GIVEN RECORDS ->

PR #2988, opened 2020-03-30
Make single-use functions internal and static

PaulWessel:
Moving a bunch of functions (~20-30) from external to internal since they are only used within a single file and thus should not be exported.

### DIFF
--- a/src/gmt_remote.c
+++ b/src/gmt_remote.c
@@ -274,7 +274,7 @@ GMT_LOCAL int gmthash_get_url (struct GMT_CTRL *GMT, char *url, char *file, char
 	return 0;
 }
 
-struct GMT_DATA_HASH * hash_load (struct GMT_CTRL *GMT, char *file, int *n) {
+GMT_LOCAL struct GMT_DATA_HASH * hash_load (struct GMT_CTRL *GMT, char *file, int *n) {
 	/* Read contents of the hash file into an array of structs */
 	int k;
 	FILE *fp = NULL;
--- a/src/gmt_support.c
+++ b/src/gmt_support.c
@@ -5816,7 +5816,7 @@ static int chmatch (const char *target, const char *pat) {
    [[] - match '['.
    [][abc] match ], [, a, b or c
 */
-int matchwild (const char *str, const char *pattern) {
+GMT_LOCAL int matchwild (const char *str, const char *pattern) {
 	const char *target = str;
 	const char *pat = pattern;
 	int gobble;
@@ -7210,7 +7210,7 @@ int gmt_list_cpt (struct GMT_CTRL *GMT, char option) {
 }
 
 /*! . */
-void gmtlib_make_continuous_colorlist (struct GMT_CTRL *GMT, struct GMT_PALETTE *P) {
+GMT_LOCAL void support_make_continuous_colorlist (struct GMT_CTRL *GMT, struct GMT_PALETTE *P) {
 	/* Convert a (by default) discrete CPT made from a color list to a continuous CPT instead */
 	unsigned int k, i;
 	gmt_M_unused(GMT);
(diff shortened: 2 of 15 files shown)


seisman:
A warning if `USE_COMMON_LONG_OPTIONS` is not defined.
```
../src/gmt_init.c:488:16: warning: unused function 'gmtinit_handle_escape_text' [-Wunused-function]
GMT_LOCAL void gmtinit_handle_escape_text (char *text, char key, int way) {
```

seisman:
Another two warnings:
```
In file included from ../src/gmt_customio.c:1724:
../src/gmt_gdalwrite.c:177:17: warning: comparison of integers of different signs: 'uint64_t' (aka 'unsigned long long') and 'int' [-Wsign-compare]
                for (k = 0; k < n_colors; k++) {
                            ~ ^ ~~~~~~~~
../src/gmt_gdalwrite.c:185:19: warning: comparison of integers of different signs: 'uint64_t' (aka 'unsigned long long') and 'int' [-Wsign-compare]
                                for (k = 0; k < n_colors; k++)
                                            ~ ^ ~~~~~~~~
2 warnings generated.

```

joa-quim:
DO NOT MERGE yet. Removing ``EXTERN_MSC `` may break externals. I have no time today to test it but I'm afraid of Julia breaks.

PaulWessel:
We can wait for you to verity tomorrow.  But doubt you are calling these from Julia - you are just using the API calls.

joa-quim:
I'll have time latter today. But I'm not calling only API functions. I can call any function that is exported. Changing that is a kind of breakage.

PaulWessel:
It is, but none of the internals are guaranteed to be available to externals.  We can adjust of course but we don't want the externals to be so fragile that they depend on lower-level undocumented things.  This is what Caress did and suddenly we get complaints that some long-forgotten library function was used by him...

joa-quim:
Nothing is detectable broken on Julia side.

It's not the same as Dave's case that was (is) accessing lower level functions for grid reading when there are API functions to do that, I need, for example, to access to ``gmt_manage_workflow`` or ``gmt_getpen`` or structs like ``GMT_DATASEGMENT``. Without these there is no Julia wrapper.

src/gmt_remote.c
```diff
@@ -274,7 +274,7 @@ GMT_LOCAL int gmthash_get_url (struct GMT_CTRL *GMT, char *url, char *file, char
 	return 0;
 }
 
-struct GMT_DATA_HASH * hash_load (struct GMT_CTRL *GMT, char *file, int *n) {
+GMT_LOCAL struct GMT_DATA_HASH * hash_load (struct GMT_CTRL *GMT, char *file, int *n) {
```
joa-quim: Aren't all GMT_xx public?

src/gmt_support.c
```diff
@@ -7210,7 +7210,7 @@ int gmt_list_cpt (struct GMT_CTRL *GMT, char option) {
 }
 
 /*! . */
-void gmtlib_make_continuous_colorlist (struct GMT_CTRL *GMT, struct GMT_PALETTE *P) {
+GMT_LOCAL void support_make_continuous_colorlist (struct GMT_CTRL *GMT, struct GMT_PALETTE *P) {
```
joa-quim: Misses the gmt prefix? (gmt)support_make_continuous_colorlist

src/gmt_support.c
```diff
@@ -13858,7 +13858,7 @@ unsigned int gmtlib_pow_array (struct GMT_CTRL *GMT, double min, double max, dou
 }
 
 /*! . */
-uint64_t gmt_time_array (struct GMT_CTRL *GMT, double min, double max, double inc, char unit, bool interval, double **array) {
+GMT_LOCAL uint64_t support_time_array (struct GMT_CTRL *GMT, double min, double max, double inc, char unit, bool interval, double **array) {
```
joa-quim: Iden, misses gmt prefix

PaulWessel:
Right, because you wrap the C I think.  It would probably be a good idea for you/us to maintain a list of lower-level functions etc that you actually use.  It would potentially head off a problem.

PaulWessel:
I am going to commit this guy.  OK @joa-quim ?

src/gshhg_version.h
```diff
@@ -52,7 +52,6 @@ struct GSHHG_VERSION {
 };
 
 /* Prototypes */
-EXTERN_MSC int gshhg_get_version (const char* filename, struct GSHHG_VERSION *gshhg_version);
```
joa-quim: What if someone whats to know the GSHHG version?

joa-quim:
All functions and structs currently used in Julia are declared in

https://github.com/GenericMappingTools/GMT.jl/blob/master/src/libgmt.jl
https://github.com/GenericMappingTools/GMT.jl/blob/master/src/libgmt_h.jl

Except GMTAPI_DATA_OBJECT that is not actually used.

src/gshhg_version.h
PaulWessel: They can, this is a sub-function of the gshhg_version function.

src/gmt_remote.c
PaulWessel: See #2996 for this discussion - you are both right and wrong on these comments; I will resolve them for now.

TASK REQUIREMENTS -> What is needed is a single figure, the number of lines in the entries above that contain "pattern".

YOUR SOLUTION -> 3